Processing 10x Genomics Visium spatial transcriptomics data

Background

10x Genomics provides the Visium platform for spatial transcriptomics. This document outlines using the auto-process-ngs pipeline to perform Fastq generation and QC for various types of Visium data.

Requirements

10x Genomics’ SpaceRanger software is required for Fastq generation for Visium data for sample sheets where 10x Genomics index codes have been specified; in this case, it should be downloaded and installed before running the pipeline.

If the sample sheet uses standard Illumina index sequences then SpaceRanger is not needed.

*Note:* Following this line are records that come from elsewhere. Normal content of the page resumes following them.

PR #152, opened 2020-07-22
[span] Add record_exception method.

### LINKED ISSUE #151: Add trace exception tracking method
A `record_exception` method should be added to the [Span API](https://github.com/open-telemetry/opentelemetry-rust/blob/master/src/api/trace/span.rs#L25-L125). See the [spec change](https://github.com/open-telemetry/opentelemetry-specification/pull/697) for details.

TommyCpp:
See https://github.com/open-telemetry/opentelemetry-specification/blob/master/specification/trace/semantic_conventions/exceptions.md for details.

closes #151

### DIFF
--- a/src/api/trace/span.rs
+++ b/src/api/trace/span.rs
@@ -47,10 +47,11 @@ pub trait Span: fmt::Debug + 'static + Send + Sync {
     /// The semantic conventions for Errors are described in ["Semantic Conventions for Exceptions"](https://github.com/open-telemetry/opentelemetry-specification/blob/master/specification/trace/semantic_conventions/exceptions.md)
     ///
     /// For now we will not set `exception.stacktrace` attribute since the `Error::backtrace`
-    /// method is still in nightly. User can provide stacktrace by using `record_exception_with_stacktrace`
-    /// method.
+    /// method is still in nightly. Users can provide a stacktrace by using the
+    /// `record_exception_with_stacktrace` method.
     ///
-    /// User can custom exception message by overriding `fmt::Display` trait's `fmt` method for error.
+    /// Users can custom the exception message by overriding the `fmt::Display` trait's `fmt` method
+    /// for the error.
     fn record_exception(&self, err: &dyn Error) {
         let attributes = vec![api::KeyValue::new(
             "exception.message",
@@ -64,12 +65,10 @@ pub trait Span: fmt::Debug + 'static + Send + Sync {
     ///
     /// See `Span:record_exception` method for more details.
     fn record_exception_with_stacktrace(&self, err: &dyn Error, stacktrace: String) {
-        let mut attributes = vec![api::KeyValue::new(
+        let attributes = vec![api::KeyValue::new(
             "exception.message",
             err.to_string(),
-        )];
-
-        attributes.push(api::KeyValue::new("exception.stacktrace", stacktrace));
+        ), api::KeyValue::new("exception.stacktrace", stacktrace)];
 
         self.add_event("exception".to_string(), attributes);
     }
--- a/src/api/trace/span.rs
+++ b/src/api/trace/span.rs
@@ -18,6 +18,7 @@
 use crate::api;
 #[cfg(feature = "serialize")]
 use serde::{Deserialize, Serialize};
+use std::error::Error;
 use std::fmt;
 use std::time::SystemTime;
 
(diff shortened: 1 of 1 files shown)


src/api/trace/span.rs
```diff
@@ -38,6 +39,42 @@ pub trait Span: fmt::Debug + 'static + Send + Sync {
...
+    fn record_exception(
+        &self,
+        err: &dyn Error,
+        error_type: Option<String>,
+        stacktrace: Option<String>,
+    ) {
+        // build up attributes
+        let mut attributes = vec![api::KeyValue::new(
+            "exception.message",
+            format!("{:?}", err),
```
jtescher, line 61: I think the `Display` output of `Error` may be what people expect here rather than the `Debug` impl. Could just go with `err.to_string()`?

src/api/trace/span.rs
```diff
@@ -38,6 +39,42 @@ pub trait Span: fmt::Debug + 'static + Send + Sync {
...
+    ///
+    /// The semantic conventions for Errors are described in ["Semantic Conventions for Exceptions"](https://github.com/open-telemetry/opentelemetry-specification/blob/master/specification/trace/semantic_conventions/exceptions.md)
+    ///
+    /// If user doesn't provide `error_type` or `stacktrace`, the corresponding attributes will not be set.
+    ///
+    /// User can custom exception message by overriding error's `fmt` method.
+    fn record_exception(
+        &self,
+        err: &dyn Error,
+        error_type: Option<String>,
```
jtescher, line 55: The error type name is often difficult for end users to produce, and the backtrace could eventually be pulled from  the err directly, maybe the initially we should just accept `err: &dyn Error,`? if the nightly feature does not stablize we could always add a `record_exception_with_backtrace` method later if people want the context.

src/api/trace/span.rs
```diff
@@ -38,6 +39,42 @@ pub trait Span: fmt::Debug + 'static + Send + Sync {
...
+        stacktrace: Option<String>,
+    ) {
+        // build up attributes
+        let mut attributes = vec![api::KeyValue::new(
+            "exception.message",
+            format!("{:?}", err),
+        )];
+
+        // if user provide stacktrace, then we set it.
+        // In the future, we can use `Error::stacktrace()` method if it's stabilized.
```
jtescher, line 65: Probably want `Error::backtrace` in this comment.

src/api/trace/span.rs
TommyCpp: Yeah `Display` makes more sense.

src/api/trace/span.rs
TommyCpp: OK. Just thought add it since the spec provide this attribute. But it's kind of hard to get the type of error in runtime for Rust.

src/api/trace/span.rs
TommyCpp: Sorry kind of a typo.

TommyCpp:
Thanks for the help! @jtescher

jtescher:
Hm it seems like it would be nice to capture the backtrace from just the `err` if we are on a version of rust that supports it, but the hacks required to determine that at build time are not pretty. e.g. [the anyhow crate workaround](https://github.com/dtolnay/anyhow/blob/2aa0cc1aba82a1ea513ba9e94d0077fd4d62479d/build.rs).

Another option is to use the [backtrace crate](https://docs.rs/backtrace/0.3.50/backtrace/struct.Backtrace.html) to capture the backtrace, but it would be a breaking change to remove it once support lands in std which seems not ideal.

The simplest solution is to just not support backtraces yet (update the PR to `record_exception(&self, err: &dyn Error)`) and wait for the feature to stablize, maybe just have a comment that the user can add the event manually if they want to include backtrace information.

TommyCpp:
> Hm it seems like it would be nice to capture the backtrace from just the `err` if we are on a version of rust that supports it, but the hacks required to determine that at build time are not pretty. e.g. [the anyhow crate workaround](https://github.com/dtolnay/anyhow/blob/2aa0cc1aba82a1ea513ba9e94d0077fd4d62479d/build.rs).
> 
> Another option is to use the [backtrace crate](https://docs.rs/backtrace/0.3.50/backtrace/struct.Backtrace.html) to capture the backtrace, but it would be a breaking change to remove it once support lands in std which seems not ideal.
> 
> The simplest solution is to just not support backtraces yet (update the PR to `record_exception(&self, err: &dyn Error)`) and wait for the feature to stablize, maybe just have a comment that the user can add the event manually if they want to include backtrace information.

Or maybe we provide a `record_exception_with_backtrace(&self, err: &dyn Error,  backtrace:Option<String>)`  for user who want to manually inject backtrace.

I would image if user's application is compiled in `nightly`. It would be fairly easily to extract backtrace from Err and inject it into api.

jtescher:
We could offer both methods. It may still be useful even once the feature stabilizes as a way of overriding the backtrace.

jtescher:
Maybe `record_exception(&self, err: &dyn Error)` and `record_exception_with_backtrace(&self, err: &dyn Error, backtrace: String)` (doesn't need to be optional string as you only need to use this method if you are overriding the backtrace)

src/api/trace/span.rs
```diff
@@ -38,6 +39,41 @@ pub trait Span: fmt::Debug + 'static + Send + Sync {
...
 
+    /// Convenience method to record an exception/error as an `Event`
+    ///
+    /// An exception SHOULD be recorded as an Event on the span during which it occurred.
+    /// The name of the event MUST be "exception".
+    ///
+    /// The semantic conventions for Errors are described in ["Semantic Conventions for Exceptions"](https://github.com/open-telemetry/opentelemetry-specification/blob/master/specification/trace/semantic_conventions/exceptions.md)
+    ///
+    /// For now we will not set `exception.stacktrace` attribute since the `Error::backtrace`
+    /// method is still in nightly. User can provide stacktrace by using `record_exception_with_stacktrace`
```
jtescher, line 50:
```suggestion
    /// method is still in nightly. Users can provide a stacktrace by using the `record_exception_with_stacktrace`
```

src/api/trace/span.rs
```diff
@@ -38,6 +39,41 @@ pub trait Span: fmt::Debug + 'static + Send + Sync {
...
+    /// method.
+    ///
+    /// User can custom exception message by overriding `fmt::Display` trait's `fmt` method for error.
```
jtescher, line 53:
```suggestion
    /// Users can customize the exception message by overriding the `fmt::Display` trait's `fmt` method for the error.
```

src/api/trace/span.rs
```diff
@@ -38,6 +39,41 @@ pub trait Span: fmt::Debug + 'static + Send + Sync {
...
+    /// Convenience method to record a exception/error as an `Event` with custom stacktrace
+    ///
+    /// See `Span:record_exception` method for more details.
+    fn record_exception_with_stacktrace(&self, err: &dyn Error, stacktrace: String) {
+        let mut attributes = vec![api::KeyValue::new(
+            "exception.message",
+            err.to_string(),
+        )];
+
+        attributes.push(api::KeyValue::new("exception.stacktrace", stacktrace));
```
jtescher, line 72: This should be included in the `vec!` macro call. Otherwise the attributes vec will have an initial capacity of one, and the call here to `push` will have to extend the capacity up to 4. If you include both `vec![k1, k2]`, then it will be a single heap allocation and the vec's capacity will be 2.

TommyCpp: Sorry I should have considered that.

SpaceRanger is not required for the QC.

Fastq generation

The following Fastq generation protocols are available for Visium data:

Spatial platform

Protocol

10x Visium CytAssist FFPE | Fresh Frozen | Fixed Frozen spatial GEX, or FFPE PEX data

10x_visium

10x Visium CytAssist FFPE HD spatial GEX data

10x_visium_hd

10x Visium CytAssist FFPE HD 3’ spatial GEX data

10x_visium_hd_3prime

10x Visium Fresh Frozen Spatial GEX (v1) data (no CytAssist)

10x_visium_v1

The appropriate protocol should be selected from the table above according to the spatial platform, tissue preparation method and library type, and supplied to the make_fastqs command - for example:

auto_process.py make_fastqs --protocol=10x_visium

Depending on the format of the index sequences in the input sample sheet, this will either use the spaceranger mkfastq command (if the indexes are 10x Genomics index codes) or bcl2fastq or bcl-convert directly (if the indexes are standard Illumina sequences).

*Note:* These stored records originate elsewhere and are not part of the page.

PR #155, opened 2020-07-24
fix(zipkin): add with_collector_endpoint into config builder

bnjjj:
Missing method for config builder in zipkin


jtescher:
@bnjjj looks like the CLA bot came back, can merge once that is signed 👍

bnjjj:
Done

PR #164, opened 2020-08-01
Separate Carrier into Injector and Extractor

### LINKED ISSUE #105: Separate `Carrier` into `Injector` and `Extractor`
See https://github.com/open-telemetry/opentelemetry-specification/pull/578 for spec changes

TommyCpp:
Although it feels like we should separate `HttpTextFormat` instead of `Carrier`
close #105


rodrigopandini:
Releated: #177

PR #174, opened 2020-08-12
Add resource detector

### LINKED ISSUE #167: Add resource detector
Add resource detectors to configure resources based on common environments and environmental variables to make it easier to include the [resource semantic conventions](https://github.com/open-telemetry/opentelemetry-specification/tree/master/specification/resource/semantic_conventions).

TommyCpp:
Fix #167 
See https://github.com/open-telemetry/oteps/pull/111 for proposal
Also fixes the bug in test mod of `Resource`


src/sdk/env.rs
```diff
@@ -0,0 +1,88 @@
+//! EnvResourceDetector
+//!
+//! Implementation of ResourceDetector in extract information from environment.
```
jtescher, line 3:
```suggestion
//! Implementation of `ResourceDetector` to extract a `Resource` from environment variables.
```

src/sdk/env.rs
```diff
@@ -0,0 +1,88 @@
...
+use crate::sdk::resource::ResourceDetector;
+use crate::sdk::Resource;
+use crate::api::{KeyValue, Key, Value};
+use std::env;
+use std::time::Duration;
+
+const OTEL_RESOURCE_ATTRIBUTES: &str = "OTEL_RESOURCE_ATTRIBUTES";
+
+/// Resource detector implements ResourceDetector and is used to extractor general SDK configuration from environment
+/// See https://github.com/open-telemetry/opentelemetry-specification/tree/master/specification/resource/semantic_conventions#telemetry-sdk for semantic conventions.
```
jtescher, line 13: Can we wrap these to 80 characters? rustfmt currently doesn't do this automatically, but the style guide for comments in rust seems to be 80 currently https://github.com/rust-dev-tools/fmt-rfcs/blob/master/guide/guide.md#comments

src/sdk/env.rs
```diff
@@ -0,0 +1,88 @@
...
+#[derive(Debug)]
+pub struct EnvResourceDetector {}
```
jtescher, line 15: we've been using `_private` here so we could add more without breaking changes (forces people to use the `new` method) e.g. https://github.com/open-telemetry/opentelemetry-rust/blob/e0bc3648110b38d338dfc84180b085185c1b517a/src/api/correlation/propagation.rs#L17-L19

src/sdk/env.rs
```diff
@@ -0,0 +1,88 @@
...
+impl Default for EnvResourceDetector {
+    fn default() -> Self {
+        EnvResourceDetector {}
+    }
+}
+
+/// Extract key value pairs and construct a resource from resources string like key1=value1,key2=value2,...
+fn construct_otel_resources(s: String) -> Resource {
+    let mut key_values = vec![];
+    for entries in s.split(',') {
```
jtescher, line 42: `split_terminator` here may be preferable as it will have the behavior people probably expect form trailing commas

src/sdk/resource.rs
```diff
@@ -17,10 +17,12 @@ use crate::api;
 #[cfg(feature = "serialize")]
 use serde::{Deserialize, Serialize};
 use std::collections::{btree_map, btree_map::Entry, BTreeMap};
+use crate::api::KeyValue;
+use std::time::Duration;
 
 /// Describes an entity about which identifying information and metadata is exposed.
 ///
-/// Items are sorted by key, and are only overwritten if the value is an empty string.
+/// Items are sorted by keys, and are only overwritten if the value is an empty string.
```
jtescher, line 25: Sorted by keys is also a little awkward, maybe "sorted by their key"?

src/sdk/env.rs
TommyCpp: Fixed.

src/sdk/env.rs
TommyCpp: Sure thing. Don't think I can break the url but will wrap other comments.

src/sdk/env.rs
TommyCpp: Good point!

src/sdk/env.rs
TommyCpp: Sounds reasonable. Thanks!

jtescher:
@TommyCpp I think you can merge your own PRs once approved now 👍

TommyCpp:
@jtescher I tried but I don't think I can. Maybe you will have to be maintainer to do that?

jtescher:
Hm maybe, the permissions in the otel org seem a little overly complicated to me. I'll just merge this for now 🤷‍♂️

PR #176, opened 2020-08-14
Update OTLP exporter metadata

jtescher:
Fix invalid crate metadata (max 5 keywords) and add placeholder README


jtescher:
@TommyCpp sure sounds good, can add.

PR #177, opened 2020-08-15
Update tracing-grpc example

rodrigopandini:
Refactor Carrier to use Extractor and Injector in latest versions for tracing-grpc example.


jtescher:
Hey @rodrigopandini thanks for updating this example. Couple of bits of context for options here for additional improvements:

1. There is now tonic support (currently for 0.2.x but just a version bump for 0.3.x) in the `opentelemetry` crate itself via the `tonic` feature.
2. This particular example relies on `tracing-opentelemetry` which requires a published version so it cannot point at the latest master version (so still stuck on 0.2 support until we update and release a new version).

With those in mind, it may be best to change the tonic version back to 0.2 in this example while updating all the other dependencies to their latest and include the `tonic` feature in the opentelemetry dependency. This will allow you to get rid of the injector and extractor impls entirely as they are now included.

If you want to, you could also update the tonic dependency to 0.3 in the core opentelemetry crate and update the `grpc` example to use this which would allow you to remove the injector and extractor from that example as  well. If not this can be done by someone as a follow up PR.

jtescher:
@rodrigopandini this can be merged once you sign the CLA (comment above for quick link to sign).

jtescher (approved):

jtescher:
Closing this in favor of #258

PR #319, opened 2020-10-30
[propagator] Ensure compliance with b3 propagator spec.

### LINKED ISSUE #314: Ensure compliance with b3 propagator spec
See the clarification of the spec here https://github.com/open-telemetry/opentelemetry-specification/pull/1045

TommyCpp:
1. Force extract to try to extract from single header format first, if it doesn't work, then try multiple header format.
2. Don't attch empty span context as remote span context.

Fix #314


src/sdk/propagation/b3.rs
```diff
@@ -269,17 +269,16 @@ impl TextMapPropagator for B3Propagator {
     /// format was retrieved OR if the retrieved data is invalid, then the current
     /// `Context` is returned.
     fn extract_with_context(&self, cx: &Context, extractor: &dyn Extractor) -> Context {
-        let span_context = if self.inject_encoding.support(&B3Encoding::SingleHeader) {
-            self.extract_single_header(extractor).unwrap_or_else(|_|
-                // if invalid single header should fallback to multiple
-                self.extract_multi_header(extractor)
-                    .unwrap_or_else(|_| SpanContext::empty_context()))
-        } else {
+        let span_context = self.extract_single_header(extractor).unwrap_or_else(|_|
```
jtescher, line 272: Could we improve this even further by removing the extra empty span context? Something like:

```rust
let extracted = self.extract_single_header(extractor).or_else(|_| {
    // if invalid single header should fallback to multiple
    self.extract_multi_header(extractor)
});

if let Some(span_context) = extracted.ok().filter(|sc| sc.is_valid()) {
    cx.with_remote_span_context(span_context)
} else {
    cx.clone()
}
```

jtescher (approved):
looks good!

frigus02 (approved):

PR #322, opened 2020-10-30
Fix reqwest feature dependency for zipkin

### LINKED ISSUE #321: Actix Zipkin exemples
I can't make actix work with opentelemetry-zipkin (https://github.com/OutThereLabs/actix-web-opentelemetry/issues/32) so i think it would help if there was some examples here.

jtescher:
Currently `opentelemetry-zipkin` will not compile with the non-blocking reqwest configuration as `reqwest` is not specified as a dependency.

Fixes #321


frigus02 (approved):

TommyCpp (approved):
May need to fix it in datadog exporter too. https://github.com/open-telemetry/opentelemetry-rust/blob/468adf9aa4768607f24b2000e9e0effc783ed345/opentelemetry-contrib/Cargo.toml#L25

Analysis project setup and QC

Once Fastqs have been successfully generated, the SC_platform and Library metadata items should be set to the appropriate values for the Visium project(s) in the projects.info control file.

The following values are valid options for spatial data:

Assays

Platform

Library type

10x Visium Fresh Frozen Spatial GEX (v1)

10x Visium

Fresh Frozen Spatial RNA-seq

10x Visium (CytAssist) FFPE Spatial GEX (v2), 10x Visium (CytAssist) Fresh Frozen Spatial GEX (v2), 10x Visium (CytAssist) Fixed Frozen Spatial GEX (v2)

10x Visium (CytAssist)

FFPE Spatial RNA-seq

Fresh Frozen Spatial RNA-seq

Fixed Frozen Spatial RNA-seq

10x Visium (CytAssist) FFPE Spatial PEX

10x Visium (CytAssist)

FFPE Spatial PEX

10x Visium (CytAssist) FFPE HD Spatial GEX

10x Visium (CytAssist)

FFPE HD Spatial RNA-seq

10x Visium (CytAssist) Fresh Frozen HD 3' Spatial GEX

10x Visium (CytAssist)

Fresh Frozen HD 3' Spatial RNA-seq

Note

Although 10xGenomics Visium data are not single cell data, for historical reasons the platform information is currently being stored in the single cell platform metadata field.

Note

The platform/library combinations above are based on the information at https://www.10xgenomics.com/platforms/visium

Where GEX and PEX appear in the library types, the long form versions Gene Expression and Protein Expression can also be used.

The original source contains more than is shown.